Task requirements = Within the records below, how many lines hold the string "data"? State that number and nothing else.

Input records =
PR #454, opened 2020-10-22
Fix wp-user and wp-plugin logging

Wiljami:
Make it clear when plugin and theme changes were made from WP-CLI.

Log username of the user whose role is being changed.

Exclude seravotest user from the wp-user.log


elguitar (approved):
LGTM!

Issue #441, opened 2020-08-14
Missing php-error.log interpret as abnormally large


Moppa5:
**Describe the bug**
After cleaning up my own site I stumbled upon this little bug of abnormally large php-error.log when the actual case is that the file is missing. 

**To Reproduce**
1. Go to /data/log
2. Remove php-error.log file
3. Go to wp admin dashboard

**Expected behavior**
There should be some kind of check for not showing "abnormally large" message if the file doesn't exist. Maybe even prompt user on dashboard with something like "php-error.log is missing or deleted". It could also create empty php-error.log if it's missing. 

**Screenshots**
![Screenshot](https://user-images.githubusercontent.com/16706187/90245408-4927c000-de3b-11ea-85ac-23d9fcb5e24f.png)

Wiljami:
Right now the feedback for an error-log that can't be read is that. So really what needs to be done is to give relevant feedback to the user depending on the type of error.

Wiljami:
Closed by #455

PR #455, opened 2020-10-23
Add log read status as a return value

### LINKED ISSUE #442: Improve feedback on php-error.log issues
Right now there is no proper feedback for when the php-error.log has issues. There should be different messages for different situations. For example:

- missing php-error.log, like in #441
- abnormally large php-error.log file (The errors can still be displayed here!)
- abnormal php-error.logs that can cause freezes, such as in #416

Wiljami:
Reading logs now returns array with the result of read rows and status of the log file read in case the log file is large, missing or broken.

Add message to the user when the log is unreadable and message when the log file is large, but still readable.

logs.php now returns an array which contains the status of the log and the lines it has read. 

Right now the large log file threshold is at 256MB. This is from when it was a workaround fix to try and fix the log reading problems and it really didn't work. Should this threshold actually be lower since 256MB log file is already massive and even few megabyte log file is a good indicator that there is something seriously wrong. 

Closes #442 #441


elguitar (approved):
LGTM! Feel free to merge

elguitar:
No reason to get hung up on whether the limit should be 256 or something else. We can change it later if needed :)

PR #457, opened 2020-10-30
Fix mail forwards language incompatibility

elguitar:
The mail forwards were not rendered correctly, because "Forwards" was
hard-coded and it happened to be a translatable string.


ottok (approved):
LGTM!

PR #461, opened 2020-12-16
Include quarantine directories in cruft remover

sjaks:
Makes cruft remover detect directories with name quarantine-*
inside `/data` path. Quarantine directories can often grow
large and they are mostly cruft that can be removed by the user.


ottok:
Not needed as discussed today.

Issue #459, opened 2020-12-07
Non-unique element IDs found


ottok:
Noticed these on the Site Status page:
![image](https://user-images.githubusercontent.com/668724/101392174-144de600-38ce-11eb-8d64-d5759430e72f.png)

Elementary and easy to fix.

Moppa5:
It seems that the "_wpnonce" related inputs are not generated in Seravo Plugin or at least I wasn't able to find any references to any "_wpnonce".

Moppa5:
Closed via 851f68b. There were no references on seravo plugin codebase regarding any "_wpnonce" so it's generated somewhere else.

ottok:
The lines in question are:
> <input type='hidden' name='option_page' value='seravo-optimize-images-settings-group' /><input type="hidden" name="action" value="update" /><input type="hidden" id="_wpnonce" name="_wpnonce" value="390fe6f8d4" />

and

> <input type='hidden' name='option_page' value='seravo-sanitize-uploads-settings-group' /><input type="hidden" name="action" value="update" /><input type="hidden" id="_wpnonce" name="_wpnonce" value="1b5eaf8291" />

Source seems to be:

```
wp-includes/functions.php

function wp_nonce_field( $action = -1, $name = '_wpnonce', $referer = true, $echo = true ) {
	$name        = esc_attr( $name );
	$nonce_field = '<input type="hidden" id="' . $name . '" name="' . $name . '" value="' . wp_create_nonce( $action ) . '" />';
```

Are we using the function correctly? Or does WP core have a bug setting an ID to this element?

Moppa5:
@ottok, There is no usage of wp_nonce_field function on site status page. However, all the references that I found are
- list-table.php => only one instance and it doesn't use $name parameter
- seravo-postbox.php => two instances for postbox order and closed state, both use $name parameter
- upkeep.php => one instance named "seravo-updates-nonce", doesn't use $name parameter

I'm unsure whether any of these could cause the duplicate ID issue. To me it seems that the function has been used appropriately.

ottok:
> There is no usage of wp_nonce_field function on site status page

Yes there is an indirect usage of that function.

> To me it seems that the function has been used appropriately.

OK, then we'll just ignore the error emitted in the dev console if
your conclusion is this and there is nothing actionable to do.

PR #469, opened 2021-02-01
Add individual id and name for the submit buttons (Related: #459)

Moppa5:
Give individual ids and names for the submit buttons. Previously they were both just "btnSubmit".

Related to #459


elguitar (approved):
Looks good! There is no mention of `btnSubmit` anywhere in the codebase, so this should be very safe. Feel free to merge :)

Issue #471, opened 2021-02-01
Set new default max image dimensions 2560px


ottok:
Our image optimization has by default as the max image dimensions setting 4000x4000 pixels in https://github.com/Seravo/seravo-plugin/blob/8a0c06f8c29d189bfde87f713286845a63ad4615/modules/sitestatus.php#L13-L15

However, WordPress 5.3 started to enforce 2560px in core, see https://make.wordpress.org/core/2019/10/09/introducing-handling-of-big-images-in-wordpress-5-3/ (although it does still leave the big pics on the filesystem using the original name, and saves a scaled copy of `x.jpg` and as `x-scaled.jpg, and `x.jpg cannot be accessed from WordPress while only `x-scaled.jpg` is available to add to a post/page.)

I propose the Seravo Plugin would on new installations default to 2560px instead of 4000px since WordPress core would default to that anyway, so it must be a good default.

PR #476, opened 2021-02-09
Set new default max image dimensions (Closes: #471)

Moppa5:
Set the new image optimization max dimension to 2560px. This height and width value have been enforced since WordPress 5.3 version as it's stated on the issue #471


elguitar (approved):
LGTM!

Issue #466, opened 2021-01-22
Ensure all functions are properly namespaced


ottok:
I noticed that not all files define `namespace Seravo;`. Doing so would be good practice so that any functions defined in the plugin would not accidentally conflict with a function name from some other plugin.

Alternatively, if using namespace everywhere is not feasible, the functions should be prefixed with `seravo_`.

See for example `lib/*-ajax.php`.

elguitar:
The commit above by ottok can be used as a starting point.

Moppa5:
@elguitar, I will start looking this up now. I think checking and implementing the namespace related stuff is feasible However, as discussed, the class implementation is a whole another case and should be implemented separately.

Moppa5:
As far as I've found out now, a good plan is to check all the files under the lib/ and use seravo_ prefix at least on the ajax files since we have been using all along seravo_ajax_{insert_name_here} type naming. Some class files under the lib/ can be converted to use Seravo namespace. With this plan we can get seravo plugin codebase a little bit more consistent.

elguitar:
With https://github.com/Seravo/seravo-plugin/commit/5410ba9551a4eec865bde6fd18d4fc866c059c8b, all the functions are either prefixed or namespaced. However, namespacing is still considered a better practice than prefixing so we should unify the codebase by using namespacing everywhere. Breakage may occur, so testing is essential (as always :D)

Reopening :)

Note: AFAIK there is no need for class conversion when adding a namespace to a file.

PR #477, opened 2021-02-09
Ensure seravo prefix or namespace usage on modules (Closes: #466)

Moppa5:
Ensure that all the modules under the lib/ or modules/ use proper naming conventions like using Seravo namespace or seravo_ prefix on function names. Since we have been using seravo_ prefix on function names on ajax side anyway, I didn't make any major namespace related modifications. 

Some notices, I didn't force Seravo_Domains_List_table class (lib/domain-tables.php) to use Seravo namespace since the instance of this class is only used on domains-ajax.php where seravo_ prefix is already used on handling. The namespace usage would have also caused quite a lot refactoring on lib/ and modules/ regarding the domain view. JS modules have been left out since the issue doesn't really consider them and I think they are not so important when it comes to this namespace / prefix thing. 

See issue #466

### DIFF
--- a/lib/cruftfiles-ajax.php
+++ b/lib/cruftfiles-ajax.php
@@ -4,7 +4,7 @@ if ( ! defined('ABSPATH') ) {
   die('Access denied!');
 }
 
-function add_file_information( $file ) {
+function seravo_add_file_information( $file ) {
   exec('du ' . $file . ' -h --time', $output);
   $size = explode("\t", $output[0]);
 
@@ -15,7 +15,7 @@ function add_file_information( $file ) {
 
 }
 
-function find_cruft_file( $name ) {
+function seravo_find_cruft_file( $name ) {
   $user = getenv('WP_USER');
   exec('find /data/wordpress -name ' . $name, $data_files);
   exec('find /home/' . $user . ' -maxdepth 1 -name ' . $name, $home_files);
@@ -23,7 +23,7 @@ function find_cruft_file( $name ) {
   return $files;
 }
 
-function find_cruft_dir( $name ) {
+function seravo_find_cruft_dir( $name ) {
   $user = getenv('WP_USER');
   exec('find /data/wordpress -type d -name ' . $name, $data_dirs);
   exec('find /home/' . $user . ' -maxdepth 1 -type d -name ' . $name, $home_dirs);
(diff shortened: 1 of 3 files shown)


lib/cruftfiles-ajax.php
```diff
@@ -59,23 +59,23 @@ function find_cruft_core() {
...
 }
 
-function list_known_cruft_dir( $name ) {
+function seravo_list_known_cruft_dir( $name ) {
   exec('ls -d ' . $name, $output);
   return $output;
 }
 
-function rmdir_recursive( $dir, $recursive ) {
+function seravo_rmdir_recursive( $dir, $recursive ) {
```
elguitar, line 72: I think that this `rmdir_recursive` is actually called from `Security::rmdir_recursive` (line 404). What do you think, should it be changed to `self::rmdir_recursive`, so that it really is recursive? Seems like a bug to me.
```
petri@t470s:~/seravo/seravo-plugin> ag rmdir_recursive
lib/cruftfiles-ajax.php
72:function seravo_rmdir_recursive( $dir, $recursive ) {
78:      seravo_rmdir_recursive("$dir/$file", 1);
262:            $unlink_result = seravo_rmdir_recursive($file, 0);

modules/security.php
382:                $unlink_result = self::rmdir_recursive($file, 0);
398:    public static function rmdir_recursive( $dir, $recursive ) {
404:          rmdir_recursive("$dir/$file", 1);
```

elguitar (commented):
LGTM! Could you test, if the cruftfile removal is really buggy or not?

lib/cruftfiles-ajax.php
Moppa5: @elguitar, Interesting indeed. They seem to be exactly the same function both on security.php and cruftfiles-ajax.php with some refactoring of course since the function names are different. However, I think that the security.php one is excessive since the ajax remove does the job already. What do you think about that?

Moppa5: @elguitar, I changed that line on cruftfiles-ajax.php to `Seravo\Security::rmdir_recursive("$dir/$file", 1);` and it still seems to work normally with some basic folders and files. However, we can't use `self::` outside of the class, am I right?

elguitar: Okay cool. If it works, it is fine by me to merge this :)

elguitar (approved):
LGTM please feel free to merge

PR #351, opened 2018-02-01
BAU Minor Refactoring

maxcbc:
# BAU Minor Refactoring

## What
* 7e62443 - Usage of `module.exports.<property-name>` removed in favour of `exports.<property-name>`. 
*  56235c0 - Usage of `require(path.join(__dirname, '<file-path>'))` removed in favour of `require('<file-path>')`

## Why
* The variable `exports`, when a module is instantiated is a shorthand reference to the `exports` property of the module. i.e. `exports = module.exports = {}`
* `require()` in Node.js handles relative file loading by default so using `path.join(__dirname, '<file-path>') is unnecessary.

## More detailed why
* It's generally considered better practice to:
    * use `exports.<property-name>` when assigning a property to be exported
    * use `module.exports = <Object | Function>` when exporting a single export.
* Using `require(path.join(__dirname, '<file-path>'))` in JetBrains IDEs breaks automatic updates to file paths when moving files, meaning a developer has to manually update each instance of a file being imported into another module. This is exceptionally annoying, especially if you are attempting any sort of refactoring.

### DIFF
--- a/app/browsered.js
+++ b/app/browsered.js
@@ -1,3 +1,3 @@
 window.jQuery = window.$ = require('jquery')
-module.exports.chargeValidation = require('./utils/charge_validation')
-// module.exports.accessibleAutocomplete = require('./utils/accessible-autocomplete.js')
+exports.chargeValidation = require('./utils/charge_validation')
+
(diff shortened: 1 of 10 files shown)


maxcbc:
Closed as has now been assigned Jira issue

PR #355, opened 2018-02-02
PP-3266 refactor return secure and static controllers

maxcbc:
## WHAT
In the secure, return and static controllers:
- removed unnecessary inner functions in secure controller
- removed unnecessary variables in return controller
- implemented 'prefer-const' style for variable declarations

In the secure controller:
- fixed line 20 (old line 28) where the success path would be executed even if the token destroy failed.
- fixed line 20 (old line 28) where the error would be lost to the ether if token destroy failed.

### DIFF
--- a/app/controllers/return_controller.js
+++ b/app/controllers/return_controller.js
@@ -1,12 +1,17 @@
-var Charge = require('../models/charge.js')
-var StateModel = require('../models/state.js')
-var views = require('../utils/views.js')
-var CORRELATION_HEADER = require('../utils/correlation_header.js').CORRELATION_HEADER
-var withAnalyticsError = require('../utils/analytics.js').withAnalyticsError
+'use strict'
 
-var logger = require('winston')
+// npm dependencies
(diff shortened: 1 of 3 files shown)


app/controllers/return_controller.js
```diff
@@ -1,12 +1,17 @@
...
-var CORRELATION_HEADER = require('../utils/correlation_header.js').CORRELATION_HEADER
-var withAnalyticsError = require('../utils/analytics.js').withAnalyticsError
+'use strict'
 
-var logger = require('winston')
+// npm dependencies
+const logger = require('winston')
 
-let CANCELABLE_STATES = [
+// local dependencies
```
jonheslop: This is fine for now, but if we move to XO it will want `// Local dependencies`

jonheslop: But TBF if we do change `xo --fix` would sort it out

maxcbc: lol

Written reply = 4